• [Exercise requirements] Repeat the lines of the data that follow, please, starting at the first and stopping after the one with "- [x] Have I provided".

=-=-=-=-=

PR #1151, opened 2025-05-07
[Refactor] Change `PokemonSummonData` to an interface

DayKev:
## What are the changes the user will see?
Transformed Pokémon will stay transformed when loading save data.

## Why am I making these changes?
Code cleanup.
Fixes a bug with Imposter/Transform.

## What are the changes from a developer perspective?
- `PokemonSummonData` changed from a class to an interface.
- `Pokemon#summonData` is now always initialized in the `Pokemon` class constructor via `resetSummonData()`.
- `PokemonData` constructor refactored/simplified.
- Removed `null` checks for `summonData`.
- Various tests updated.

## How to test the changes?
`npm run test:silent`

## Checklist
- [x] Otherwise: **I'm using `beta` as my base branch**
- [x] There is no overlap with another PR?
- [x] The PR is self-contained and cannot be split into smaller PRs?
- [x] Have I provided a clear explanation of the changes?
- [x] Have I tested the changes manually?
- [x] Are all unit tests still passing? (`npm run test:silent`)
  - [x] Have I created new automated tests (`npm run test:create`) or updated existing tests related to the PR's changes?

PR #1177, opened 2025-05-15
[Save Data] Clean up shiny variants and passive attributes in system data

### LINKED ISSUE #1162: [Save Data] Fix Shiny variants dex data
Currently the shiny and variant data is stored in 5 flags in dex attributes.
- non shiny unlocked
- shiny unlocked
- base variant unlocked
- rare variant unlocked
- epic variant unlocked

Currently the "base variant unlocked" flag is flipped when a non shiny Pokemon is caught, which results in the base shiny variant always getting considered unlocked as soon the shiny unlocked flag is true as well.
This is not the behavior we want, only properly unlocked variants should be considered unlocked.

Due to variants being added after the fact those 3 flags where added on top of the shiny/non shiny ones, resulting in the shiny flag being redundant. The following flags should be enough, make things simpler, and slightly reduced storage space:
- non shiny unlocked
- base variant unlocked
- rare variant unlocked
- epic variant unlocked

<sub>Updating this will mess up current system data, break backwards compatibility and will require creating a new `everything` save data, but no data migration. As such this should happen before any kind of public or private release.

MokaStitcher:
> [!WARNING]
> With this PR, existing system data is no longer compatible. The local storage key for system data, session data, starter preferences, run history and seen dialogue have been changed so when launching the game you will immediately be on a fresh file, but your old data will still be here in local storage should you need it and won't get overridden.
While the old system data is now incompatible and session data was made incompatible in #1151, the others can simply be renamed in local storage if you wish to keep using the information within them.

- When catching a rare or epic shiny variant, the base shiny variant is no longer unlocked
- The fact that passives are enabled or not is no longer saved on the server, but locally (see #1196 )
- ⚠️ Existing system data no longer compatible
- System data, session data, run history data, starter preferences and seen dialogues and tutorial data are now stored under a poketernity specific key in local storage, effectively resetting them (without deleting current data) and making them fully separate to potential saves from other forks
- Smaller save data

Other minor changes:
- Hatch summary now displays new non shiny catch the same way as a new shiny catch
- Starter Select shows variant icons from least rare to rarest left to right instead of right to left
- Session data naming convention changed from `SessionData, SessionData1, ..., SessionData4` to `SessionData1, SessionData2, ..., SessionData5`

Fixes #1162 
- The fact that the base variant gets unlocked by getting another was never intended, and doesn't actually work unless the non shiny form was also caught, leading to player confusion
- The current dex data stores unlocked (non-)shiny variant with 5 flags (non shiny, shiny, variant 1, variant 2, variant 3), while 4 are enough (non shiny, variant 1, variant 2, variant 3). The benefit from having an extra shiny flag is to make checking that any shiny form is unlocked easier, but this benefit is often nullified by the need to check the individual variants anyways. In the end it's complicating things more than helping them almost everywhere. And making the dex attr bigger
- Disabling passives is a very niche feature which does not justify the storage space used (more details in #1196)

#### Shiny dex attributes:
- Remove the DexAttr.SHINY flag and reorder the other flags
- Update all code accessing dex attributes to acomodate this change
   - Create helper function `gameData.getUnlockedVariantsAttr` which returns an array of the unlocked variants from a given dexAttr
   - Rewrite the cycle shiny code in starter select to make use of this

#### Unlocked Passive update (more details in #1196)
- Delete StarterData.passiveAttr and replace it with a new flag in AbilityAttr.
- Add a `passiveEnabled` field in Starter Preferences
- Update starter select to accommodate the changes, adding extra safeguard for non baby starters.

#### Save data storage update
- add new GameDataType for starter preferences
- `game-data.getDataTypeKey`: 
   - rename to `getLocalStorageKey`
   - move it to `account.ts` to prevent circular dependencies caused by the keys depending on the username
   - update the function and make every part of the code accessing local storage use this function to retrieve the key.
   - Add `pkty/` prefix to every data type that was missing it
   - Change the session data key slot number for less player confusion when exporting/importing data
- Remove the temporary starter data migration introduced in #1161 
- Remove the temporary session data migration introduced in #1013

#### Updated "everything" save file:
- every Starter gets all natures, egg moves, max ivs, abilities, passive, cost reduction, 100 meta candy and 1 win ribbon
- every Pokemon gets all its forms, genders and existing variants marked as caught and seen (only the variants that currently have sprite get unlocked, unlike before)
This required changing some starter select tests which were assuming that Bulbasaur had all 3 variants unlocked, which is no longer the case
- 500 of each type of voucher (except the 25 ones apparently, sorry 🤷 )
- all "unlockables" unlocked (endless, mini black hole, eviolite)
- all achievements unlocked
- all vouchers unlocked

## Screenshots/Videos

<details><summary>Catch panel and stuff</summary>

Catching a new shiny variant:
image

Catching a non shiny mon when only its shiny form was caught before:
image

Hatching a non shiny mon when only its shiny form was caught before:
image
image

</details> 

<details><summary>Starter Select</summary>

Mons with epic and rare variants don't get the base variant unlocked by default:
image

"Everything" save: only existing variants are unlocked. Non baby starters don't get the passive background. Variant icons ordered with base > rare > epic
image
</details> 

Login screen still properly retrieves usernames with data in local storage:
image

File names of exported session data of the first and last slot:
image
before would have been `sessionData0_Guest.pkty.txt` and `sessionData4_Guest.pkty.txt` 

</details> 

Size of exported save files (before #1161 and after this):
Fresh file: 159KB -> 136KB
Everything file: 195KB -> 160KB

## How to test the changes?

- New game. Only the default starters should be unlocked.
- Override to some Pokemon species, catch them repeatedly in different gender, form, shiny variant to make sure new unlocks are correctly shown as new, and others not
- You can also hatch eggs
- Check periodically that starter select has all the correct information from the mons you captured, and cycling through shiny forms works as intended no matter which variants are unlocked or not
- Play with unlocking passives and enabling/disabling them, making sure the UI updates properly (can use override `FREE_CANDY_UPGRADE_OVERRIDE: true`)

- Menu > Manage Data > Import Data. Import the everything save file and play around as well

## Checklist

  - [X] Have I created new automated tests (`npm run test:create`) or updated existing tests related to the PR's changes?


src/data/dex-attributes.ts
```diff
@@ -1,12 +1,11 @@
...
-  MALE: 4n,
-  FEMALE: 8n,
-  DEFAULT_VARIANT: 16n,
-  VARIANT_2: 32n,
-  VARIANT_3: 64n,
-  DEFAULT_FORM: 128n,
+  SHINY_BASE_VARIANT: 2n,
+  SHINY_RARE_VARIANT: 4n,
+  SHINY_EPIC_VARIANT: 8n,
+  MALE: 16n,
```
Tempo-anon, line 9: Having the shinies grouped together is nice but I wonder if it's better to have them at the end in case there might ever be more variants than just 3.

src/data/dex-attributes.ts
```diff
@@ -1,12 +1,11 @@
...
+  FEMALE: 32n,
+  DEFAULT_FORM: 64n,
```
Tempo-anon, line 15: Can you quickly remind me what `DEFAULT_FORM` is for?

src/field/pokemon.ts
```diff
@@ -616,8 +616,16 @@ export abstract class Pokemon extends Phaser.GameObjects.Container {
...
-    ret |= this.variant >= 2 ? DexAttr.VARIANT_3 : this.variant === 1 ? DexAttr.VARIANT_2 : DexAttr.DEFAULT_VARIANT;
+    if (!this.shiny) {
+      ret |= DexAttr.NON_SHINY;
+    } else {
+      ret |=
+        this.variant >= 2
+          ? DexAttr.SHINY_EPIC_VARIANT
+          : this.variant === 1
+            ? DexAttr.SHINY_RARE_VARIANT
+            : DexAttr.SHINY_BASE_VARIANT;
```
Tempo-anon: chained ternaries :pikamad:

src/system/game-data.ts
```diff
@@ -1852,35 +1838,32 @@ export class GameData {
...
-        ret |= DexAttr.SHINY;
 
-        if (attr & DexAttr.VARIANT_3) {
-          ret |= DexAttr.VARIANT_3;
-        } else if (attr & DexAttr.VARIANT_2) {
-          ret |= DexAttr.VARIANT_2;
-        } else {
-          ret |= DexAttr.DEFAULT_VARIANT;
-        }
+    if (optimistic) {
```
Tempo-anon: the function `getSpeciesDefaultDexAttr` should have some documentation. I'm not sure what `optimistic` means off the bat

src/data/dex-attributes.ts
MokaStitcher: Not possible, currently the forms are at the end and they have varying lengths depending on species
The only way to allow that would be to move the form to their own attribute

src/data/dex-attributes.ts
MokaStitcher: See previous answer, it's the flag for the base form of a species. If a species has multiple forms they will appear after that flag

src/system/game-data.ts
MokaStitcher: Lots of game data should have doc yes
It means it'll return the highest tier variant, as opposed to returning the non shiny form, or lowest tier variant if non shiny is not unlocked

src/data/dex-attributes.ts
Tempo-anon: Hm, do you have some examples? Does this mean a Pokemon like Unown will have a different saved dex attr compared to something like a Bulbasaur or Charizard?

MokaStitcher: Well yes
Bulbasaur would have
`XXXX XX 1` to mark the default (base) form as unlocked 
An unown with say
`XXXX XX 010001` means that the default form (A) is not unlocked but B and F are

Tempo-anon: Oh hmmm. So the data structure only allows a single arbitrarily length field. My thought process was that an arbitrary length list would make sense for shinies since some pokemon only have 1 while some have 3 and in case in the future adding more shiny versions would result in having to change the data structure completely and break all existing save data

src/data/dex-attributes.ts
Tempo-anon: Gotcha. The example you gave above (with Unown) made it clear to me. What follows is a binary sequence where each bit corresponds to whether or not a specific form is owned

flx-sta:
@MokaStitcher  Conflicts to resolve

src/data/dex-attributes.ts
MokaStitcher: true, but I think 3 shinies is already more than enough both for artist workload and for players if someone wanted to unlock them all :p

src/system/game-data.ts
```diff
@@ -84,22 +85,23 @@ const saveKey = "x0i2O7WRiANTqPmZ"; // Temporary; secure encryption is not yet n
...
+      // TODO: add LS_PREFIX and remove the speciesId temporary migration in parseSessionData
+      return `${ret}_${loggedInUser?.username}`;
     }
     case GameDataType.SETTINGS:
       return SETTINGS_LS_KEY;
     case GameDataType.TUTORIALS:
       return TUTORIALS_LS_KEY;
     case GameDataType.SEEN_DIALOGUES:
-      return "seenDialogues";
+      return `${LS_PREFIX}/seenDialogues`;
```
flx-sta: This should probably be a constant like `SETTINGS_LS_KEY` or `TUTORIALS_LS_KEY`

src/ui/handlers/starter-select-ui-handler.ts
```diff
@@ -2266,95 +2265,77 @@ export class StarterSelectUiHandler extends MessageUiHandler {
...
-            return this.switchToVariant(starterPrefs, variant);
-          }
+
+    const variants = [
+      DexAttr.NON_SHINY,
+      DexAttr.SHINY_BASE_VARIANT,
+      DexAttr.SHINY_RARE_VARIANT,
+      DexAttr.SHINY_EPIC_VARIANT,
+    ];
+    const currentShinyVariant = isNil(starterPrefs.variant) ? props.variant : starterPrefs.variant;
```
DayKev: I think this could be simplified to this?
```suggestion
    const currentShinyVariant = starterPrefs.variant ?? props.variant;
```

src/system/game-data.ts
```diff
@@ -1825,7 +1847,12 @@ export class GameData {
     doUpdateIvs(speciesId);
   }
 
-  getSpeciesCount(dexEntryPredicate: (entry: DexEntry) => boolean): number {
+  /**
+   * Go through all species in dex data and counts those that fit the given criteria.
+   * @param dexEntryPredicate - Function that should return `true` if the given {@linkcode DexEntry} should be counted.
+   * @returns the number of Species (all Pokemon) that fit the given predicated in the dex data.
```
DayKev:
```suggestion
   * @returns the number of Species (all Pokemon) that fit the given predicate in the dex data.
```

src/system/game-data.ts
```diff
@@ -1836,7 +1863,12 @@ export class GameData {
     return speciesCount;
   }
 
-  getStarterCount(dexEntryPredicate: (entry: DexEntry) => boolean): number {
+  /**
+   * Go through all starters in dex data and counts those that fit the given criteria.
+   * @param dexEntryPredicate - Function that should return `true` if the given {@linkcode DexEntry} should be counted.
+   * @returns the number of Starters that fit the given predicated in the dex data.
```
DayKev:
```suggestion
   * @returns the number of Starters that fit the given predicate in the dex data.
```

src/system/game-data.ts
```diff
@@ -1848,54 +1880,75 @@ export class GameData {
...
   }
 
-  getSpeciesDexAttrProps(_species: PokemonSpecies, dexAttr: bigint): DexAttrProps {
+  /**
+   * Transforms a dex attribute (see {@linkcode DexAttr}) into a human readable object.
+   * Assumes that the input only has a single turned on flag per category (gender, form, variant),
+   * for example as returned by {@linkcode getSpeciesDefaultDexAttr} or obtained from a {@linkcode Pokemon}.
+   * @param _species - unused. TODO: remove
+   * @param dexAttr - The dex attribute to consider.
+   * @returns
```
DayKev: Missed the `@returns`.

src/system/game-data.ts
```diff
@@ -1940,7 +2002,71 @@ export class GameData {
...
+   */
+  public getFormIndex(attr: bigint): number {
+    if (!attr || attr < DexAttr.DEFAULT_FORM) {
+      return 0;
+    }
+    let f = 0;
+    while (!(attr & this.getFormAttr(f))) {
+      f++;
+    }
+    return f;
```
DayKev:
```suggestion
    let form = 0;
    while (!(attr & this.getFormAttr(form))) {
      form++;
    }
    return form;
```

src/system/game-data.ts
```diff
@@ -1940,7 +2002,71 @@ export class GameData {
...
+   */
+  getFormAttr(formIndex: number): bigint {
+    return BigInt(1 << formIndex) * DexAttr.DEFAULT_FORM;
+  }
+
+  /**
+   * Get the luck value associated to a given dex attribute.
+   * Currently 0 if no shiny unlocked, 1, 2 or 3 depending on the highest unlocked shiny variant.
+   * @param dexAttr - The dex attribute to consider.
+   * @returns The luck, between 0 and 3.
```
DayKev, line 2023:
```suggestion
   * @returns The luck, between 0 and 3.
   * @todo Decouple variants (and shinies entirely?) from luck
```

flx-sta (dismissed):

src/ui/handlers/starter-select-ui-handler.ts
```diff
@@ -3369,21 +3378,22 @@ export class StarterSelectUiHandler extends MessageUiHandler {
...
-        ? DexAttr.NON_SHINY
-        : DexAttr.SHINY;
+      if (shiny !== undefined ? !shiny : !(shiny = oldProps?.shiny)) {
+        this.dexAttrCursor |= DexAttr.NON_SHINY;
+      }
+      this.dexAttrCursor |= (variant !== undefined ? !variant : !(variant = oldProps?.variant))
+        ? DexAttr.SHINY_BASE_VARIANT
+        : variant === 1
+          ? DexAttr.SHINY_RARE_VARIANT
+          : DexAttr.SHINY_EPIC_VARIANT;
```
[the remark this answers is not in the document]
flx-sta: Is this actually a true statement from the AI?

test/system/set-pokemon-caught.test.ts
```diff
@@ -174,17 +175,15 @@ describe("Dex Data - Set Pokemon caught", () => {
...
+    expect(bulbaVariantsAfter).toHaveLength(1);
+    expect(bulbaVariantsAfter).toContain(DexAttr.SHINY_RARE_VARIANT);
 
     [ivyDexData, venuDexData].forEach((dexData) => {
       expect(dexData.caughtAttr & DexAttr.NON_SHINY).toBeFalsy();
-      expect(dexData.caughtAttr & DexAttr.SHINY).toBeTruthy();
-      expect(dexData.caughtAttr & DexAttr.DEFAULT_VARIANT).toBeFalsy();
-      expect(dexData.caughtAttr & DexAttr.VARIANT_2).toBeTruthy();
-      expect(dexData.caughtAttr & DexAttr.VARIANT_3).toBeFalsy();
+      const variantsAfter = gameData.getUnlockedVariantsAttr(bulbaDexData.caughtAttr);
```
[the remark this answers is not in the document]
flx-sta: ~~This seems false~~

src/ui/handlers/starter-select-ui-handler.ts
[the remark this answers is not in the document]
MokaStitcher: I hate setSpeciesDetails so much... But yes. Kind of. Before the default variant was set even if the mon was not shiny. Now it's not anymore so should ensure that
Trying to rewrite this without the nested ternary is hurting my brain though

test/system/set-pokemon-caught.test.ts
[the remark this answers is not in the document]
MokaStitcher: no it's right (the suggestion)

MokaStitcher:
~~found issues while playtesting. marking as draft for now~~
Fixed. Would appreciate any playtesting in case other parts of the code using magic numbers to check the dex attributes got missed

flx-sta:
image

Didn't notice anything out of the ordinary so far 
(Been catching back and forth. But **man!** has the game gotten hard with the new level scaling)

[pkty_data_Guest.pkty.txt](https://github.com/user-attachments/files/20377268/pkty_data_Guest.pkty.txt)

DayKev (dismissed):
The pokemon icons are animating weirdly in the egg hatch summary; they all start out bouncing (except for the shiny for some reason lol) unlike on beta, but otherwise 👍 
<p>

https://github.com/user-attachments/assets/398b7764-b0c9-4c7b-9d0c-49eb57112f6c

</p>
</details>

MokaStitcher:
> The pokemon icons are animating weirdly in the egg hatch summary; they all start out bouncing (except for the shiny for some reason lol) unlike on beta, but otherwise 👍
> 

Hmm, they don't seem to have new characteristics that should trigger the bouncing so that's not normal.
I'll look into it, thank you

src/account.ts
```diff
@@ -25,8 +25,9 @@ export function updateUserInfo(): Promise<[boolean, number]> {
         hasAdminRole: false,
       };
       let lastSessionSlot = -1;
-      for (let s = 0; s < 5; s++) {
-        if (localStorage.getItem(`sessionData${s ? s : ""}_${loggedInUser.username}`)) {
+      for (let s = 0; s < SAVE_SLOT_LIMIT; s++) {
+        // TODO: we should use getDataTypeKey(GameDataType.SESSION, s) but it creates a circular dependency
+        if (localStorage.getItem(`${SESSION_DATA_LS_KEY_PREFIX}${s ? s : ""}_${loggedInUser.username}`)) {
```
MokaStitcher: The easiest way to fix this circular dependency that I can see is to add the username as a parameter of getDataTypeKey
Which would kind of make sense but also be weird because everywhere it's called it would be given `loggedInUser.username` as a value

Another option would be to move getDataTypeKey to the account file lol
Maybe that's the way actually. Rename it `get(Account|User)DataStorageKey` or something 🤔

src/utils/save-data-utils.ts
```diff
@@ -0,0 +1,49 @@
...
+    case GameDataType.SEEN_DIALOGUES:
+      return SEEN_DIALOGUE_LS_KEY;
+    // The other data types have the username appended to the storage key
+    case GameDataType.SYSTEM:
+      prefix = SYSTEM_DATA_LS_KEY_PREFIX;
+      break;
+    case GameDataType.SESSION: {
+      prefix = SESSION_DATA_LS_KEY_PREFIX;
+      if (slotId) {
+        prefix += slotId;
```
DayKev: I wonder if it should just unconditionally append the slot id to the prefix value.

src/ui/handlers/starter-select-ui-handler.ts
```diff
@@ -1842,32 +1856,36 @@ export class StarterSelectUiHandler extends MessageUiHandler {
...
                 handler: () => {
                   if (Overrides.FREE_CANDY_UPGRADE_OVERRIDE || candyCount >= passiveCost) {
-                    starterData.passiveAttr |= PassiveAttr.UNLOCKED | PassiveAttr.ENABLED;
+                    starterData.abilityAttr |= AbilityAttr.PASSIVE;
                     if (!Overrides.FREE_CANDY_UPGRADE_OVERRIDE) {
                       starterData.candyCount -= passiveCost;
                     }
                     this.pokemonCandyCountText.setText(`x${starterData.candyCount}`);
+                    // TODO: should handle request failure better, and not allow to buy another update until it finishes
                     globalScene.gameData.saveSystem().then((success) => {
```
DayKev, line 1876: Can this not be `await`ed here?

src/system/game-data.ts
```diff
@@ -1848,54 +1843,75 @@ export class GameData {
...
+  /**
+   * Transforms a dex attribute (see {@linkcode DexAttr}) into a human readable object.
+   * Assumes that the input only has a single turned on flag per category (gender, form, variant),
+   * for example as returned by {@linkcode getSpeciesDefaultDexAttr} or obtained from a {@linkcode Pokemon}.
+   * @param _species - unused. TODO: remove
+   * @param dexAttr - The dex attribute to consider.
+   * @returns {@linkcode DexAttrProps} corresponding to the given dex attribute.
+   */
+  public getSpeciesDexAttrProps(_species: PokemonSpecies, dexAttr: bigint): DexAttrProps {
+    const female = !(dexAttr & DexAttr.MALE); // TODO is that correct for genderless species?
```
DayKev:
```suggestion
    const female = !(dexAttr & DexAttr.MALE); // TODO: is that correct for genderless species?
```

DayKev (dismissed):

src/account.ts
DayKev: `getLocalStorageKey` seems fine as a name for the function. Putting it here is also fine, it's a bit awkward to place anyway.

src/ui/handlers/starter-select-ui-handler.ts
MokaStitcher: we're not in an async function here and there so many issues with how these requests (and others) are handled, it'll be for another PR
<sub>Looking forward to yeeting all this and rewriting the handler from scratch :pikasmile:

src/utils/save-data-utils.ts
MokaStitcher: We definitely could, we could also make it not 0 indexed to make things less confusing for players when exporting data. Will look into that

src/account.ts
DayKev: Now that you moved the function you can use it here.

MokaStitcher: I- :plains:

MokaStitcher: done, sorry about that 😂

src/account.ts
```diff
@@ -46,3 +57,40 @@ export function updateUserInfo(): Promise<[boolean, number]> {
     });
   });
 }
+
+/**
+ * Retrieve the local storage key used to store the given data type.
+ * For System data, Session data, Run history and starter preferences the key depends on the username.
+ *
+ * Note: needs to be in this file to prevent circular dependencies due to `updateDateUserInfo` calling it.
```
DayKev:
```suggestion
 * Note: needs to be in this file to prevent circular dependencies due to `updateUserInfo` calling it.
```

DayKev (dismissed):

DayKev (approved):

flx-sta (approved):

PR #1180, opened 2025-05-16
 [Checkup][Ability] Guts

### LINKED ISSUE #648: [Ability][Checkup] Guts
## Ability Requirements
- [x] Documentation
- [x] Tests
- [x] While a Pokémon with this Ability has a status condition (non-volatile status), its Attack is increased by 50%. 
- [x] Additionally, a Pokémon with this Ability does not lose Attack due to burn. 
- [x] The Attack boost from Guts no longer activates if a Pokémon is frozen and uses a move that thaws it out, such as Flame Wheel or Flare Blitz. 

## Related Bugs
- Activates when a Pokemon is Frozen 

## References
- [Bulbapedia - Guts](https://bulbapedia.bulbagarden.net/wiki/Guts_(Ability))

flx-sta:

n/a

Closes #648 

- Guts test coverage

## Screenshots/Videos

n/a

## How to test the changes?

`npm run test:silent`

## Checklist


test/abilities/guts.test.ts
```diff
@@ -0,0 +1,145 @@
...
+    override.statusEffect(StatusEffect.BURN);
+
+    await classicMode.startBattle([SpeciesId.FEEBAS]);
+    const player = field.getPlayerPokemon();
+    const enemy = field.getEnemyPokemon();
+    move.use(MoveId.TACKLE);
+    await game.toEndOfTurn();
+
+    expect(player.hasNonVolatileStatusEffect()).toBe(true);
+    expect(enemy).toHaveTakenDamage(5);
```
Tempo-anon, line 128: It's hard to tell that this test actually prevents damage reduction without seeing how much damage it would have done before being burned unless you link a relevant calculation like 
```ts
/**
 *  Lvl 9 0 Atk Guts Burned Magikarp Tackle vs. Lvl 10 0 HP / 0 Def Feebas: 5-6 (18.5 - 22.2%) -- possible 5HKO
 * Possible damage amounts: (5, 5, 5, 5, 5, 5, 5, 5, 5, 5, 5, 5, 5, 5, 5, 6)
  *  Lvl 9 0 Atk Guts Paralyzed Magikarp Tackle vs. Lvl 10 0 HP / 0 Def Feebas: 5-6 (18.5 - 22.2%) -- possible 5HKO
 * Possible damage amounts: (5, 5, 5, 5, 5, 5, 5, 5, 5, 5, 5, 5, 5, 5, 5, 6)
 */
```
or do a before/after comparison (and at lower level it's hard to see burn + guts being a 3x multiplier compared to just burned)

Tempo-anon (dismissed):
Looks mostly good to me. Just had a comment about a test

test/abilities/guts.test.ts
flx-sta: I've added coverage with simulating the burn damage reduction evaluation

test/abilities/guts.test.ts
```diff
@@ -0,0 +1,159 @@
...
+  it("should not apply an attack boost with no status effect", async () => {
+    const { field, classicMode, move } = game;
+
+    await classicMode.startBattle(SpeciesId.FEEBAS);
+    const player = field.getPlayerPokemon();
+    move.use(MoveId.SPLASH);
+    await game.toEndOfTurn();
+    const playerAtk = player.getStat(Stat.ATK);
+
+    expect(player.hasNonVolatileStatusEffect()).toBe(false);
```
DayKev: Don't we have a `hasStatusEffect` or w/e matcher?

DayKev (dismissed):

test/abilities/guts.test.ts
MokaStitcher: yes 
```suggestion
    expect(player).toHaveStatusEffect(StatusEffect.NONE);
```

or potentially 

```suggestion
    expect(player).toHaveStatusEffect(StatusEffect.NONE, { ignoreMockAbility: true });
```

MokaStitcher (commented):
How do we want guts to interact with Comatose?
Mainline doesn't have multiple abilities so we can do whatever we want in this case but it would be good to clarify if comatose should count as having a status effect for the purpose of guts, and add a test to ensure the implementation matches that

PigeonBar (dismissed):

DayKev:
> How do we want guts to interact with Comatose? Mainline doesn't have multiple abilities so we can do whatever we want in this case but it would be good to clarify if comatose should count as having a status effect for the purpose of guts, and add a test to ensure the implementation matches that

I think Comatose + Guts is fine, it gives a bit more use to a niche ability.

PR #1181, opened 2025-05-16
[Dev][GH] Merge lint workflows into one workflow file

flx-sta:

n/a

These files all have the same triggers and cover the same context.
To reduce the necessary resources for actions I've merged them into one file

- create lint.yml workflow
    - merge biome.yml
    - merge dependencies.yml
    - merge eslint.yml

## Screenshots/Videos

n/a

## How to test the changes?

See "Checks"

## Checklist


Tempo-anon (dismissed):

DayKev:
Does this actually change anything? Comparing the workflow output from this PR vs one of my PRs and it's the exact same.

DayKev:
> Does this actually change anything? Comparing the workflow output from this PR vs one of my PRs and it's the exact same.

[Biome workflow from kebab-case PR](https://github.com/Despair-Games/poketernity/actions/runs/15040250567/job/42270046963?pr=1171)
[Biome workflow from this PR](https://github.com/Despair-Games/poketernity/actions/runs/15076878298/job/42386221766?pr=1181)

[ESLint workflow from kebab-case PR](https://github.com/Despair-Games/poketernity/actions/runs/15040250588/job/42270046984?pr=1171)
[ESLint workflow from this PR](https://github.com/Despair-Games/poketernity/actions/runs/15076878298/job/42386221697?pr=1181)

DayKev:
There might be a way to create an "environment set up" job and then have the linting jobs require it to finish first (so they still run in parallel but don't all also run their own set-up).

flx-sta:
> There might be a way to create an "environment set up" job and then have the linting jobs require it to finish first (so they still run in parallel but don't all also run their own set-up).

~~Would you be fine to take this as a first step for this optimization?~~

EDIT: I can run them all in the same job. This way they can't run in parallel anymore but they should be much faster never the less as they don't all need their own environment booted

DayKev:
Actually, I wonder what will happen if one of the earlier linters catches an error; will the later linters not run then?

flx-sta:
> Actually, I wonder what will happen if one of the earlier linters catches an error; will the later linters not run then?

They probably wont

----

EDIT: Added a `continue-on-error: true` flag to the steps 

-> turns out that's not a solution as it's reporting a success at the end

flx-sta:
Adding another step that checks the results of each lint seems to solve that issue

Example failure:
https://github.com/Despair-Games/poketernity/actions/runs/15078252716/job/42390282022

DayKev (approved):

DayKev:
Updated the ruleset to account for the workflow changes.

=-=-=-=-=

• [Response to the task]
PR #1151, opened 2025-05-07
[Refactor] Change `PokemonSummonData` to an interface

DayKev:
## What are the changes the user will see?
Transformed Pokémon will stay transformed when loading save data.

## Why am I making these changes?
Code cleanup.
Fixes a bug with Imposter/Transform.

## What are the changes from a developer perspective?
- `PokemonSummonData` changed from a class to an interface.
- `Pokemon#summonData` is now always initialized in the `Pokemon` class constructor via `resetSummonData()`.
- `PokemonData` constructor refactored/simplified.
- Removed `null` checks for `summonData`.
- Various tests updated.

## How to test the changes?
`npm run test:silent`

## Checklist
- [x] Otherwise: **I'm using `beta` as my base branch**
- [x] There is no overlap with another PR?
- [x] The PR is self-contained and cannot be split into smaller PRs?
- [x] Have I provided a clear explanation of the changes?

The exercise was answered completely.